Revisiting Williamsburg’’s First Two Reconstructions: Using 3D Modeling to Reexamine and Reinterpret the Raleigh Tavern and Capitol
Author(s): Lisa Fischer
Archaeology in Williamsburg has been ongoing since the restoration and reconstruction of Williamsburg began in the 1920s, although the methods used have certainly evolved over time. While we cannot re-excavate an area destroyed during the reconstruction process, technology can be an effective tool for reassessing and reinterpreting the evidence, including any more recent data that may have surfaced since a site was first excavated and reconstructed. 3D modeling is one effective approach for testing and visualizing archaeological data. In the first phase of developing Virtual Williamsburg, an interactive 3D model of Williamsburg in 1776, we recreated the town’s east end. Two of the sites modeled included the first two buildings reconstructed as part of the restoration: the Raleigh Tavern and the Capitol. This paper will explore how 3D visualization has been used to reexamine and reinterpret these two important sites and brought to light new information about these iconic structures.

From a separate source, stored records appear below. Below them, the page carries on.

PR #1411, opened 2021-06-08
Default executors do not reference runtime executors

MDrakos:
https://www.pivotaltracker.com/story/show/178417791

In the case of a global default, we get a list of executables that we will create the executors from. Since the runtime has already been installed at this point the `exec` directory contains executable files. This means that we were creating executors from executors, leading to instances where an executor would essentially be self-referencing (ie. `python.bat` would end up invoking the `python.bat` on `PATH`).

This PR updates the `exeutils.Executables` function to take optional directories to skip. In the case of executors we want to skip the `exec` directory so we are only creating executors from the original executables.

### DIFF
--- a/internal/exeutils/exeutils.go
+++ b/internal/exeutils/exeutils.go
@@ -23,13 +23,17 @@ func Executables(bins []string, skip ...string) ([]string, error) {
 	for _, bin := range bins {
 		err := filepath.Walk(bin, func(fpath string, info os.FileInfo, err error) error {
 			// Filter out files that are not executable
-			if info == nil || info.IsDir() || !fileutils.IsExecutable(fpath) { // check if executable by anyone
+			if info == nil || !fileutils.IsExecutable(fpath) { // check if executable by anyone
+				return nil // not executable
+			}
+
+			if info.IsDir() {
 				for _, s := range skip {
 					if info.Name() == s {
 						return filepath.SkipDir
 					}
 				}
-				return nil // not executable
+				return nil
 			}
 
 			exes = append(exes, fpath)
--- a/internal/exeutils/exeutils.go
+++ b/internal/exeutils/exeutils.go
@@ -22,17 +22,23 @@ func Executables(bins []string) ([]string, error) {
 	exes := []string{}
 
 	for _, bin := range bins {
-		entries, err := ioutil.ReadDir(bin)
-		if err != nil {
-			return nil, errs.Wrap(err, "Could not read directory")
+		if fileutils.IsDir(bin) {
+			entries, err := ioutil.ReadDir(bin)
+			if err != nil {
+				return nil, errs.Wrap(err, "Could not read directory")
+			}
+
+			for _, entry := range entries {
+				fpath := filepath.Join(bin, entry.Name())
+				if fileutils.IsExecutable(fpath) {
+					exes = append(exes, fpath)
+				}
+			}
+			continue
 		}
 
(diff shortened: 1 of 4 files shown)


Naatan (changes requested):
I'd rather we treat the cause of the problem rather than the symptom. The problem is that it's detecting executables using `exec` in the PATH right? So we should in the relevant spot split `exec` from the PATH.

I think you can narrow the problem down to this spot:

http://github.com/ActiveState/cli/blob/0dbebe3514e8d135428d7d6af46bbb23b3a61081/pkg/platform/runtime/executor/executor.go#L56-L56

As in that's the most central common denominator. If you find where that function is used you'll find the spots where it's passing in an `envdef.ExecutablePaths` with executors on the PATH.

It looks like the source of the executablePaths is here: http://github.com/ActiveState/cli/blob/0dbebe3514e8d135428d7d6af46bbb23b3a61081/pkg/platform/runtime/envdef/environment.go#L364-L364

But that's suggesting that it's not inheriting any env info, so there might be a bug there.

Key point; let's address the root cause.

MDrakos:
The `exec` directory is not in `PATH` when `ExecutablePaths` is called; however, the runtime cache directory and some of its sub directories are. Here is an example of the directories that are on `PATH` when `ExecutablePaths` is called:

```
C:\Users\msft-admin\AppData\Local\activestate\3ad3401c 
C:\Users\msft-admin\AppData\Local\activestate\3ad3401c\usr\bin 
C:\Users\msft-admin\AppData\Local\activestate\3ad3401c\bin
```


The issue is that `exeutlils.Executables` walks the file paths it's given, essentially putting anything in the runtime directory and subdirectories on PATH. That is why this PR provides the option to skip a directory if it is encountered.

It might be more appropriate for `exeutils.Executables` to simply list the files in the directories it's given and find executables that way, rather than walking the paths. But this function is also used by deploy and I was not sure how that change might affect it.

Naatan:
> essentially putting anything in the runtime directory **and subdirectories** on PATH.
> ..  **and subdirectories**

If this is true then that's the bug. It should not be looking for executables in subdirs, as that's not what PATH does either.

internal/exeutils/exeutils.go
```diff
@@ -21,17 +22,23 @@ func Executables(bins []string) ([]string, error) {
...
 			}
+			continue
+		}
 
-			exes = append(exes, fpath)
-			return nil
-		})
-		if err != nil {
-			return exes, errs.Wrap(err, "Error while walking path")
+		if fileutils.IsExecutable(bin) {
```
Naatan, line 40: None of the bins themselves can be executables, the original code only looks for executables inside the bin paths.

internal/exeutils/exeutils.go
```diff
@@ -21,17 +22,23 @@ func Executables(bins []string) ([]string, error) {
 	exes := []string{}
 
 	for _, bin := range bins {
-		err := filepath.Walk(bin, func(fpath string, info os.FileInfo, err error) error {
-			// Filter out files that are not executable
-			if info == nil || info.IsDir() || !fileutils.IsExecutable(fpath) { // check if executable by anyone
-				return nil // not executable
+		if fileutils.IsDir(bin) {
```
Naatan, line 25: This should always be the case, if anything if this isn't a dir we should return an error.

Naatan (changes requested):

Naatan (approved):

PR #1412, opened 2021-06-09
Check error in logout runner

MDrakos:
While this doesn't address the issue from the ticket directly (as I was not able to reproduce it) this does catch an error that we have been ignoring for a while and could help debug if we run into this bug again.

 https://www.pivotaltracker.com/story/show/178440926


Naatan (approved):
Good catch. This does not resolve the story you're linking to though.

This Resource is Part of the Following Collections
- Discovering what Counts in Archaeology and Reconstruction: Lessons from Colonial Williamsburg •
- Society for Historical Archaeology 2014
Cite this Record
Revisiting Williamsburg’’s First Two Reconstructions: Using 3D Modeling to Reexamine and Reinterpret the Raleigh Tavern and Capitol. Lisa Fischer. Presented at Society for Historical Archaeology, Quebec City, Quebec, Canada. 2014 ( tDAR id: 436653)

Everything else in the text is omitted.